**Aim of the exercise**: Among the records below, find each line containing the word "made" and copy it.

═══ Task data ═══

PR #286, opened 2025-07-29
Split Default Manifests into Intel and GCC

CodeGat:
References #281, thanks @dougiesquire 

## Background

Without a `spack.packages.all.require: %COMPILER` directive, we seem to be mixing compilers, which leads to inconsistent builds. 

In this PR, we split the `default.spack.yaml.j2` into `[intel|gcc].spack.yaml.j2` so we can make use of the `spack.packages.all.require` statements enforcing a particular compiler down the build chain. 

We also update the standard GCC compiler to something a little newer - `13.2.0`

## The PR

- **Split default manifest into intel and gcc with compiler requirements**
- **Update standard gcc compiler to 13.2.0**

## Testing

Testing of the new manifests done in the run referenced by this commit: https://github.com/ACCESS-NRI/spack-packages/pull/281/commits/cb7379882107086480a6ef54fdb89f8250b528e8


.github/build-ci/manifests/intel.spack.yaml.j2
aidanheerdegen, line 1: Will there be a separate oneapi template too at some stage? Or will we just move to that as the default in the future?

aidanheerdegen (dismissed):
LGTM with one small suggestion.

.github/build-ci/manifests/intel.spack.yaml.j2
CodeGat: Possibly! I'm not too fussed on what the default templates are. I've also future-proofed the default manifests bit for this reason, see https://github.com/ACCESS-NRI/spack-packages/pull/286/commits/c2f54ca6af9da6643440d59cae72b86acc626eae

harshula: Separate `oneapi` template, please.

PR #296, opened 2025-08-07
Added openmpi as explicit dependency

bschroeter:
Quick fix heavily inspired by @penguian's gcom example.

Currently running on AM3, which is now the recon phase where it last fell over due to the missing `mpirun` command resulting from an absence of openmpi.

### DIFF
--- a/packages/um/package.py
+++ b/packages/um/package.py
@@ -114,6 +114,11 @@ class Um(Package):
     # used by the FCM configuration of UM.
     depends_on("fcm site=nci-gadi", type="build")
 
+    # Include openmpi directly https://github.com/ACCESS-NRI/spack-packages/issues/293
+    variant("mpi", default=True, description="Build with MPI")
+    depends_on("mpi", when="+mpi", type=("build", "link", "run"))
+    depends_on("openmpi@4.1.7:", when="+mpi^[virtuals=mpi] openmpi", type=("build", "link", "run"))
+
     # For GCOM versions, see
     # https://code.metoffice.gov.uk/trac/gcom/wiki/Gcom_meto_installed_versions
     depends_on("gcom@7.8", when="@:13.0", type=("build", "link"))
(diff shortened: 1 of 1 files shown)


aidanheerdegen:
The CI is failing because we're not do the build checks on `gadi`.

I have made an issue for this, but I don't think it should hold up merging this once @penguian has had a chance to review it.

https://github.com/ACCESS-NRI/spack-packages/issues/298

packages/um/package.py
```diff
@@ -114,6 +114,11 @@ class Um(Package):
     # used by the FCM configuration of UM.
     depends_on("fcm site=nci-gadi", type="build")
 
+    # Include openmpi directly https://github.com/ACCESS-NRI/spack-packages/issues/293
+    variant("mpi", default=True, description="Build with MPI")
+    depends_on("mpi", when="+mpi", type=("build", "link", "run"))
+    depends_on("openmpi@4.1.7:", when="+mpi^[virtuals=mpi] openmpi", type=("build", "link", "run"))
```
aidanheerdegen, line 120: I'd be careful setting this here. `gcom` is already specifying `openmpi@4.1.3:`:

https://github.com/ACCESS-NRI/spack-packages/blob/main/packages/gcom/package.py#L30

Constraints specified at the package level are about making sure the package can compile, and so should very much be minimums, avoiding known conflicts and avoiding known buggy versions.

So I'd match it with what `gcom` does. Effectively it isn't required: once you `depend_on` `gcom` the concretization step will pull in the requirement from `gcom`.

Ultimately the requirement should probably be shifted from `gcom` to this package, but one step at a time, unless you're keen to do it now.

bschroeter: As discussed with @aidanheerdegen just now:

Removing line 120, allowing this to be set at the environment level, which will update the version to 4.1.7 and supersede the 4.1.3 set in `gcom`. Translation to `openmpi` is handled by infra.

bschroeter: @aidanheerdegen, see build here: https://github.com/ACCESS-NRI/ACCESS-AM3/actions/runs/16819521835/job/47643574994

4.1.7 is being picked up and used.

aidanheerdegen (approved):
LGTM.

PR #16, opened 2013-07-04
FilesystemCache should not use that many directories

nesQuick:
... in order to have a manageable amount of items per directory. [See this blog post.](http://michaelandrews.typepad.com/the_technical_times/2009/10/creating-a-hashed-directory-structure.html)

When splitting the hash into four pieces, each containing 16 chars, with each 16 possible values this can lead to 16^16 (1.84467441e19) folders at each level. This might lead to an amount which goes far beyond filesystem limits. Even if a filesystem could handle that many items/folders, "stat operations such as listing files, following paths, or checking for the existence of a file" will be super slow!

### DIFF
--- a/lib/Doctrine/Common/Cache/FileCache.php
+++ b/lib/Doctrine/Common/Cache/FileCache.php
@@ -97,7 +97,7 @@ abstract class FileCache extends CacheProvider
     protected function getFilename($id)
     {
         $hash = hash('sha256', $id);
-        $path = implode(str_split($hash, 16), DIRECTORY_SEPARATOR);
+        $path = implode(str_split($hash, 2), DIRECTORY_SEPARATOR);
         $path = $this->directory . DIRECTORY_SEPARATOR . $path;
         $id   = preg_replace('@[\\\/:"*?<>|]+@', '', $id);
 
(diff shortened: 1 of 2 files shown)


Ocramius:
Is this still valid?
If so, I will gladly rebase and merge.

nesQuick:
Guess so under the constraint that ext2/ext3 did not change :)

Ocramius:
@nesQuick I was more wondering about any code change to be applied because of changed architecture/etc ;-)

nesQuick:
alright, no this change should fit as it's very small. Basically it's just changing a number ;D

Ocramius:
Merged into `master` at doctrine/cache@a335bf993de35ac24820ae25062d29a6e1d23877.

Thanks @nesQuick!

nesQuick:
:+1:

till:
:bow:

djoos:
First of all: great PR!

Unfortunately, I'm not really sure why this went out as 1.4: even though it doesn't break backward compatibility from a coding point of view, it does break backward compatibility from a cache point of view...

Anyway, we've updated our composer.json's doctrine/cache from 1.* to 1.3.* for now :-)

Ocramius:
@djoos you're supposed to nuke your cache at every upgrade of anything anyway.

djoos:
@Ocramius, I don't fully agree with that. What if you were to be caching nonces (WSSE)? You don't want to delete these everytime when rolling out a new version of your app and leave yourself vulnerable to replay attacks...

Ocramius:
@djoos you actually do kill your cache anyway, since even just our checksum algo could contain the cache library version in it.

Otherwise, simply do not upgrade.

PR #24, opened 2013-09-27
Cache namespace component

FabioBatSilva:
It requires a BC break..

The namespace is no logger added by default, 
it means that by default entries are stored without any prefix.

### DIFF
--- a/README.md
+++ b/README.md
@@ -12,8 +12,3 @@ Cache component extracted from the Doctrine Common project.
 
 * Added support for MongoDB as Cache Provider
 * Fix namespace version reset
-
-### v1.3
-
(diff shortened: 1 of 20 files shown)


Ocramius:
@FabioBatSilva can this be rebased? Is it actual?

ivoba:
+1 
This would make it possible to get the NamspacedKey from outside.

    $cache->getCacheNamespace()->getNamespacedKey($id)

I just have the case where i need this to bypass the cache to increase EXPIRE when using redis as backend.

Ocramius:
Closing: can be continued (if interesting) for 2.x

PR #30, opened 2014-03-26
Added support for setting the default file and folder permissions

kamermans:
After lecturing my developers on not using `0777` file permissions, and then forcing them to use the `Doctrine\Cache` component (because I love it :) ), I have come to realize that it creates `0777` folders, and this behavior is not adjustable.  The file permissions are determined by the current process umask as they are not explicitly set.  

This PR allows you to set the default folder and file mode if you so choose.  By default the existing behavior is used.

In my case, I would prefer `0770` for directories and `0660` for files.  Here's how to do it with my PR:

```php
$cache = new FilesystemCache('/tmp/');
$cache->setDirectoryMode(0770);
$cache->setFileMode(0660);
```

The specific use case for me is that my developers are in the `www-data` group, which is the group that creates the cache files, and I want them to be able to delete the cache files if need be, but I do not want the cache files to be readable by any random user on the system.

I have also added a unit test to cover the file permissions.  This test is skipped on Windows, since file permissions are not actually set (although `chmod` returns true and `fileperms` always returns `0644`).

### DIFF
--- a/lib/Doctrine/Common/Cache/FileCache.php
+++ b/lib/Doctrine/Common/Cache/FileCache.php
@@ -46,7 +46,7 @@ abstract class FileCache extends CacheProvider
      *
      * @var int
      */
-    protected $directory_mode = 0777;
+    protected $directoryMode = 0777;
 
     /**
      * The mode that files will be created with.  Null means the file will be created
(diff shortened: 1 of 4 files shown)


Ocramius:
@kamermans this PR is a bit messed up due to the fact that it's opened from your `master` branch.

Please re-open it from a feature branch.

kamermans:
Sorry about the branch mix-up, I'm pulling it up to the current master and making a new PR on a feature branch.

Ocramius:
@kamermans thanks for your understanding.

PR #29, opened 2014-02-14
Added multi get Interface and some basic implementations

goetas:
Added a multi-get interface that allows to benefit form vendors that offers a way to retrieve multiple items in one call (redis, memcached, apc...). 

I also added a default implementation into `CacheProvider` that fallbacks on `fetch()`.
I also added a multi-get implementation for memcache and apc.

PR #34, opened 2014-04-30
Added CacheMultiple interface

dragonwize:
Adding a CacheMultiple interface to ensure we can depend on multiples methods as suggested in #33.

See #33
See doctrine/DoctrineCacheBundle#16


Ocramius:
I handled fetches in #29: I suggest re-writing this PR to segregate write operations into single interfaces for now.

Ocramius:
Closing, as I already merged #29 and this would need adaptation anyway

PR #35, opened 2014-05-12
ElasticSearch Doctrine Cache Adapter

eddiejaoude:


Ocramius:
I'll rebase on merge.

Ocramius:
Decided not to merge this, as it introduces a soft-dependency to another external library.

I suggest moving it to a bridge library not maintained by us, as we can't ensure stability of this component.

Ocramius:
@eddiejaoude note that the code is perfectly ok, I just suggest to move this branch out of `doctrine/cache` and into a new library that depends (strictly) on `doctrine/cache` and the elasticsearch PHP client.

eddiejaoude:
@Ocramius sure no problem.

PR #48, opened 2014-10-04
Interface normalization.

Adirelle:
Although the CacheProvider provides several interesting capabilities, most are not available through the Cache interface. This PR simply declares new interfaces and CacheProvider as implementation of theses.

Note that FlushableCache could be implemented only by implementations that were actually able to flush all entries, instead of CacheProvider.

### DIFF
--- a/lib/Doctrine/Common/Cache/NamespacedCache.php
+++ b/lib/Doctrine/Common/Cache/NamespacedCache.php
@@ -24,12 +24,7 @@ namespace Doctrine\Common\Cache;
  *
  * @link   www.doctrine-project.org
  * @since  2.0
- * @author Benjamin Eberlei <kontakt@beberlei.de>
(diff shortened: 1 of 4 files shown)


lib/Doctrine/Common/Cache/NamespacedCache.php
```diff
@@ -0,0 +1,46 @@
...
+namespace Doctrine\Common\Cache;
+
+/**
+ * Interface for caches with namespace.
+ *
+ * @link   www.doctrine-project.org
+ * @since  1.4
+ * @author Adirelle <adirelle@gmail.com>
+ */
+interface NamespacedCache extends Cache
```
Ocramius: This usage was removed in doctrine/doctrine2#1259: I will remove the interface on merge.

Ocramius:
@Adirelle merged, thanks!

PR #50, opened 2014-11-04
FilesystemCache sanitizes filenames before writing

joe-walker:
Using the provided filename as the prefix for tempnam() lead to not being able to write the cache file if the filename had illegal characters. Characters other than letters, numbers, dashes, underscores, and full stops are now replaced with a dash.

### DIFF
--- a/lib/Doctrine/Common/Cache/FilesystemCache.php
+++ b/lib/Doctrine/Common/Cache/FilesystemCache.php
@@ -111,8 +111,10 @@ class FilesystemCache extends FileCache
         } elseif ( ! is_writable($filepath)) {
             return false;
         }
+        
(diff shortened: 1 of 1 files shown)


lib/Doctrine/Common/Cache/FilesystemCache.php
```diff
@@ -111,8 +111,10 @@ protected function doSave($id, $data, $lifeTime = 0)
         } elseif ( ! is_writable($filepath)) {
             return false;
         }
+        
+        $sanitizedFilename = preg_replace('/[^a-zA-Z0-9-_\.]/','-', basename($filename));
```
Ocramius: Merging this: working on a test case.

Ocramius:
I wrote more extensive tests and merged+rebased this locally. See doctrine/cache@907393ce5a36c1c4b4d0e6e8395fcd71fe6abd6c

Thanks @joe-walker!

PR #55, opened 2014-12-18
Fix race condition in PhpFileCache

tsteur:
* Applied fix for possible race conditions from doctrine/cache#38 to `PhpFileCache` by extracting the code into the parent class to make sure both concrete caches create the cache file the same way
* Added a line to `unlink` a created temp file in case `rename` was not successful
* Removed duplicated code and made it more consistent. For example the `FilesystemCache` tried to create a missing path in `doSave` whereas `PhpFileCache` did not.

If you prefer two or three separate pull requests for this let me know.

Issue was originally reported in piwik/piwik#6873

### DIFF
--- a/lib/Doctrine/Common/Cache/FileCache.php
+++ b/lib/Doctrine/Common/Cache/FileCache.php
@@ -146,6 +146,58 @@ abstract class FileCache extends CacheProvider
     }
 
     /**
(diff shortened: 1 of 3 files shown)


Ocramius:
@tsteur thanks, merged!

PR #56, opened 2015-01-11
Fixed some PSR2 violations

marcelsud:


lib/Doctrine/Common/Cache/FileCache.php
```diff
@@ -51,14 +51,14 @@
      */
     public function __construct($directory, $extension = null)
     {
-        if ( ! is_dir($directory) && ! @mkdir($directory, 0777, true)) {
+        if (! is_dir($directory) && ! @mkdir($directory, 0777, true)) {
```
Ocramius: We actually use the `if ( ! $foo` syntax in doctrine, that's a desired deviation from PSR-2

lib/Doctrine/Common/Cache/XcacheCache.php
```diff
@@ -86,7 +86,10 @@ protected function doFlush()
     protected function checkAuthorization()
     {
         if (ini_get('xcache.admin.enable_auth')) {
-            throw new \BadMethodCallException('To use all features of \Doctrine\Common\Cache\XcacheCache, you must set "xcache.admin.enable_auth" to "Off" in your php.ini.');
+            throw new \BadMethodCallException(
```
marcelsud: @Ocramius I see. Is this one also a desired deviantion?

Ocramius: This change is fine

PR #58, opened 2015-01-15
Improved support for Redis serializing against HHVM

o:
Removed support for Redis::SERIALIZER_IGBINARY for HHVM compability.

═══

**Your solution**:
I have made an issue for this, but I don't think it should hold up merging this once @penguian has had a chance to review it.
* Removed duplicated code and made it more consistent. For example the `FilesystemCache` tried to create a missing path in `doSave` whereas `PhpFileCache` did not.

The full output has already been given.